Petri Net Sagas ¶
The Saga pattern offers an availability-oriented alternative to classic distributed transaction and locking mechanisms. Use cases are large systems, that use the shared-nothing data model, which is typically fulfilled by microservice applications. Sagas are traditionally defined by a sequence of local transactions, but often concurrency between transactions is possible.
This website presents a solution to model concurrent Sagas with P/T workflow nets, called Petri net Sagas. As a proof-of-concept an implementation shows, how to translate Petri net Sagas to reference nets and to execute them using the Renew simulation core. The implementation is available as a library for the Java programming language.
In addition to the general Petri net Saga Framework an adapter for the Eventuate Tram Saga framework is available.
For a quick startup instruction on the example please refer to our video instruction and/or follow the instructions below.
Download ¶
Example project (BookStoreSaga): Download
Download to see Petri net Sagas in action! Please refer to the setup insctructions below to set it up. Based on Spring Boot, Petri net Sagas and the Eventuate Tram framework adapter.
Empty starter project: Download
Use this project to build your own example from scratch. Prepared with Spring Boot, Petri net Sagas and the Eventuate Tram Sagas framework.
Library files + Eventuate Tram adapter only: Download
For experienced users. These are just the library files for Petri net Sagas and the Eventuate Tram Adapter. These can be combined with other projects, e.g. non-Spring-based.
Setup instructions for the example ¶
General information ¶
The setup assumes a Linux environment. If you work under macOS or Windows details might differ from the here presented instructions. It is highly recommended to prepare a local installation of Docker and docker-compose, as it greatly eases setup of the required service components for the microservice infrastructure. It is, however, not necessary to do so on the same machine, that the (sample) code is to be run. So it is possible to run the Docker based services on one machine and the code on another. Note, that under Windows Docker needs to run in Linux-image compatible mode, as some key images are only available for the Linux platform.
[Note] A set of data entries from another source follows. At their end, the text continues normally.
PR #61, opened 2021-03-23
Transformers tokenizer experiment for science tags

nsorros:
Add experiments for using Transformers tokenizer for science tagging

### DIFF
--- a/configs/2020.04.3.ini
+++ b/configs/2020.04.3.ini
@@ -16,6 +16,6 @@ test_data_path=
 
 [model]
 label_binarizer_path=models/label_binarizer.pkl
-model_path=models/cnn-2020.04.3
+# model_path=models/cnn-2020.04.3
 approach=cnn
 parameters=
--- a/configs/2021.03.0.ini
+++ b/configs/2021.03.0.ini
@@ -1,0 +1,21 @@
+[DEFAULT]
+version=2021.02.0
+
+[preprocess]
+input=data/raw/science_tags_full_version.xlsx
+output=data/processed/science_grants_tagged_title_synopsis.jsonl
+text_cols=
+
+[label_binarizer]
+data=data/processed/science_grants_tagged_title_synopsis.jsonl
+label_binarizer=models/label_binarizer.pkl
+
+[data]
+train_data_path=data/processed/science_grants_tagged_title_synopsis.jsonl
+test_data_path=
+
+[model]
+label_binarizer_path=models/label_binarizer.pkl
+approach=cnn
+parameters={"vec__tokenizer_library": "transformers", "vec__sequence_length": 400, "vec__vocab_size": 5000,"cnn__nb_epochs": 20}
+
--- a/configs/2021.03.0.ini
+++ b/configs/2021.03.0.ini
@@ -17,5 +17,5 @@ test_data_path=
 [model]
 label_binarizer_path=models/label_binarizer.pkl
 approach=cnn
-parameters={"vec__tokenizer_library": "transformers", "vec__sequence_length": 400, "vec__vocab_size": 5000,"cnn__nb_epochs": 20}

A working Java JDK (e.g. OpenJDK) needs to be present with support for at least Java 11!
The utility curl
is also recommended to test things out.
The deployment requires a microservice environment (that can be supplied by just one machine for testing purposes) with the following applications:
If you do not use the Docker-based setup please refer to the respective projects websites on information on how to set these up.
Steps ¶
Download the Example package (BookStoreExample.zip) (see above) and unzip it.
To set up all the dependencies it is sufficient to navigate to the folder "docker" and issue the command docker-compose up -d
from within that directory.
If you have installed docker on another machine, make sure direct connection between your machine and the docker machine is possible, and ports 2181
, 9092
, 3306
, 8099
and 9411
are not firewalled.
Please also make sure, that the host running the docker containers does not use the ports 2181
, 9092
, 3306
, 8099
or 9411
.
Otherwise the docker startup will fail, because it cannot bind the ports.
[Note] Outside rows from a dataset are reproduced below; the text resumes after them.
PR #45, opened 2021-03-09
rdm: versioning support

lnielsen:


rfcs/rdm-0045-versioning-support.md
```diff
@@ -0,0 +1,530 @@
...
+- ``version_id`` - Version counter used for optimistic concurrency control.
+- ``created `` - Creation timestamp.
+- ``updated`` - Modification timestamp.
+- ``bucket_id`` - Foreign key (UUID) to a Files-REST bucket.
+
+We propose to add the following two attributes:
+
+- ``parent_id`` - Foreign key (UUID) to a Concept Record (a new entity).
+- ``parent_order`` - Integer (4 bytes) defining the order of siblings.
+- ``parent_latest`` - Boolean to indicate if the record is the latest version.
```
fenekku, line 138: I know commits have already been merged, but here are my takes on the names:

``parent_id`` is both the id of the parent *and* namespacing for the "versioning" features. This makes ``parent_order`` and ``parent_latest`` confusing because ``parent`` there is only for namespacing. How about: 

```suggestion
- ``versioning_parent_id`` / ``versioning_concept_id`` - Foreign key (UUID) to a Concept Record (a new entity).
- ``versioning_order`` - Integer (4 bytes) defining the rank of the record among sibling versions.
- ``versioning_latest`` - Boolean to indicate if the record is the latest version.
```

rfcs/rdm-0045-versioning-support.md
```diff
@@ -0,0 +1,530 @@
...
+
+In addition a database index should be defined to allow for easily querying all records related to a concept record in the correct order (thus likely a combined index on ``parent_id`` and ``parent_order``):
+
+```SQL
+SELECT * FROM rdm_records_metadata WHERE parent_id=... ORDER BY parent_order
+```
+
+#### Concept Record
+
+We also propose to add a new entity, a ``ConceptRecord``, which represents the concept record and are able to hold properties for all records such as ownership and permissions.
```
fenekku, line 150:
```suggestion
We also propose to add a new entity, a ``ConceptRecord``, which represents the concept record and is able to hold properties for all records such as ownership and permissions.
```

rfcs/rdm-0045-versioning-support.md
```diff
@@ -0,0 +1,530 @@
...
+}
+```
+
+Essentially the concept persistent identifier, the access ownership and access grants would be moved from the existing record to the new concept record.
+
+**Why a new entity?**
+
+The new model allows keeping the ownership and permissions separate from the single version records. Alternatively, we would have to duplicate (and update) access information in multiple specific version records.
+
+Also, having just a single concept record for both records and drafts, means that access information can be updated not only from the deposit form, but also e.g. share button on the landing page record.
```
fenekku, line 183: (it's really the fact that drafts and recors share the same recid that makes it easy to have share button on each :wink: ). Having a single concept record for both record and drafts is "natural":

```
Concept Record
|
|___ Record V2
|___ Record V1 ------ Draft V1
|___ Record V0 
```

rfcs/rdm-0045-versioning-support.md
```diff
@@ -0,0 +1,530 @@
...
+
+In addition, it opens future use cases where we may want to associate more data with the concept record. On possible upcoming use case involves storing shared links with the record.
+
+We will also know exactly when we have to reindex siblings and when it's not needed.
+
+**Why not in the JSON?**
+
+An alternative is to store the ``parent_id`` and ``parent_order`` in the record instead of at the database table, however would like to have the database-level constraints enforced.
```
fenekku, line 191:
```suggestion
An alternative is to store the ``parent_id`` and ``parent_order`` in the record instead of at the database table, however we would like to have the database-level constraints enforced and take advantage of indexing on these fields.
```

rfcs/rdm-0045-versioning-support.md
```diff
@@ -0,0 +1,530 @@
...
+
+```python
+{
+    "concept": {
+        "id": "<uuid>",
+        "access": {
+            "owned_by
+        }
+    },
+}
```
fenekku, line 211: So we don't try to hide the technical level implementation at the API level (i.e. put all access in same place and keep `conceptid` as before)?  We should perhaps then be explicit:

```suggestion
}

The `conceptid` field is removed from the API in favour of the above.
```

rfcs/rdm-0045-versioning-support.md
```diff
@@ -0,0 +1,530 @@
...
+service.edit(id_, identity, data, links_config=...)
+```
+
+#### Create a new version
+
+```python
+service.new_version(id_, identity, data, links_config=...)
+```
+
+#### Updating a draft
```
fenekku, line 253:
```suggestion
#### Update a draft

service.update_draft(id_, identity, data. links_config=...)
```

rfcs/rdm-0045-versioning-support.md
```diff
@@ -0,0 +1,530 @@
...
+
+The update of a draft is unchanged, except that you can no longer change the ownership and permissions via the draft (which anyway was not possible in the February release).
+
+**Visibility and embargo information**
+
+Specifically, you will still update the record/files restrictions and embargo date/reason via the is method. The only difference is that it requires manage permissions to change this information, where as the metadata can be changed with edit permission.
```
fenekku, line 259:
```suggestion
Specifically, you will still update the record/files restrictions and embargo date/reason via this method (granted you have the `can_edit` permission). 
```

rfcs/rdm-0045-versioning-support.md
```diff
@@ -0,0 +1,530 @@
...
+
+#### Updating ownership and permissions
+
+We propose adding a new method specifically update the permissions:
```
fenekku, line 263:
```suggestion
We propose adding a new method to specifically update the ownership and permissions:
```

rfcs/rdm-0045-versioning-support.md
```diff
@@ -0,0 +1,530 @@
...
+
+```python
+service.update_permissions(id_, identity, data, links_config=...)
+service.update_owners(id_, identity, data, links_config=...)
+```
+
```
fenekku, line 269: Move the bit above here:

```suggestion
This method requires `can_manage` permission to change this information.
```

rfcs/rdm-0045-versioning-support.md
```diff
@@ -0,0 +1,530 @@
...
+The existing REST API, already define endpoints for the main operations discussed in the service:
+
+- ``GET /records`` - Search records.
+- ``GET /user/records`` - Search drafts.
+- ``POST /records`` - Create a new draft.
+- ``POST /records/:id/draft`` - Edit a record.
+- ``PUT /records/:id/draft`` - Update draft.
+- ``POST /records/:id/actions/publish`` - Publish a record.
+- ``GET /record/:id/versions`` - Search versions for a record.
+- ``POST /record/:id/versions`` - Create a new version.
```
fenekku, line 307:
```suggestion
- ``GET /records/:id/versions`` - Search versions for a record.
- ``POST /records/:id/versions`` - Create a new version.
```
right?

rfcs/rdm-0045-versioning-support.md
```diff
@@ -0,0 +1,530 @@
...
+
+We will add a new endpoint for updating the permissions:
+
+- ``PUT /records/:id/access`` - Update permissions.
+
+We use ``PUT`` instead of e.g. ``PATCH /records/:id`` because we want to make use of the concept records version counter in the ETag for optimistic concurrency control, and we want to model the endpoint as a new REST resource. Some notes:
+
+- Identifier: We're using the ``:id`` of single version records instead of the concept record. This is to make it easier for API developers to deal only with a single identifier for a version, and to not confusing by using a different id.
```
fenekku, line 315:
```suggestion
- Identifier: We're using the ``:id`` of single version records instead of the concept record. This is to make it easier for API developers: they only have to deal with a single identifier (the one for a record version), they don't have to make an additional API call, and they don't need to track another identifier.
```

rfcs/rdm-0045-versioning-support.md
```diff
@@ -0,0 +1,530 @@
...
+- ``POST /records`` - Create a new draft.
+- ``POST /records/:id/draft`` - Edit a record.
+- ``PUT /records/:id/draft`` - Update draft.
+- ``POST /records/:id/actions/publish`` - Publish a record.
+- ``GET /record/:id/versions`` - Search versions for a record.
+- ``POST /record/:id/versions`` - Create a new version.
+
+We will add a new endpoint for updating the permissions:
+
+- ``PUT /records/:id/access`` - Update permissions.
```
fenekku, line 311:
```suggestion
We will add new endpoints:

- ``PUT /records/:id/access`` - Update permissions.
- ``GET /records/:id/versions/latest - Get the latest version
```

according to `links` below.

rfcs/rdm-0045-versioning-support.md
```diff
@@ -0,0 +1,530 @@
...
+```json
+{
+    "id": "...",
+    "access": {
+        "owned_by": []
+        "grants": []
+    }
+    "links": {
+        "access": "https://localhost:5000/api/records/:id/access"
+    }
```
fenekku, line 346: this is itself right? Are we returning self-referential links for the files metadata endpoint? This is the endpoint that is the most similar. For records we call these links `self`, but is this really needed in this case...?

rfcs/rdm-0045-versioning-support.md
```diff
@@ -0,0 +1,530 @@
...
+- Newer version alert
+- Previous versions
+- Manage section:
+    - A "New version" button.
+
+**Newer version alert**
+
+A record that has a newer version should clear display a warning message (same as on Zenodo), with a link to the new version.
+
+The condition for the new version is essentially: ``record.parent_latest is False``.
```
fenekku, line 375: :+1:

rfcs/rdm-0045-versioning-support.md
```diff
@@ -0,0 +1,530 @@
...
+**Version facet**
+
+A flip-switch which essentially
+
+- Version facet (flip switch): ``?versions=all|latest``
+- Sort by version number
+- Filter by parent version
+- Result item: display link to concept landing page
+
+## Plan
```
fenekku, line 410: assuming from here on out it's just scratch pad.

fenekku (approved):
Thanks for this. Spent a good chunk of my day reading it through and understanding (at some high-level) what is going on with versioning.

Depending on your local setup you might need to supply elevated permissions (e.g. by using sudo
) to the docker-compose command.
The service infrastructure can be tore down again with the command docker-compose down
from within the same directory.
If you are running docker on another machine you need to tell the sample application the IP docker and the services are running on.
Do so by setting the environment variable DOCKER_HOST_IP
. E.g. by executing: set DOCKER_HOST_IP=www.xxx.yyy.zzz
or DOCKER_HOST_IP=www.xxx.yyy.zzz
depending on your shell.
If you run docker on the same machine, you do not need to do this.
To build the sample application navigate to the main directory and run ./gradlew build
.
The build process will attempt to reach the running services, so a BUILD FAILED
most likely indicates, that the services could not be reached under the IP specified.
After successful compilation, the application can be run by executing ./gradlew bootrun
.
Once the application hast started successfully the log shows the line Started BookStoreExampleApplication in xxxx seconds (JVM running for xxxx)
The system will load the Petri net Saga Definition from the local file "BookOrderSaga.pnml".
Open up a second terminal and run the command curl -X POST localhost:8080/order?creditCardLimit=500
This will issue the order to run a Saga in the system.
The system generates a random book price and tries to order it from the (cent) limit supplied by the call (500 cents).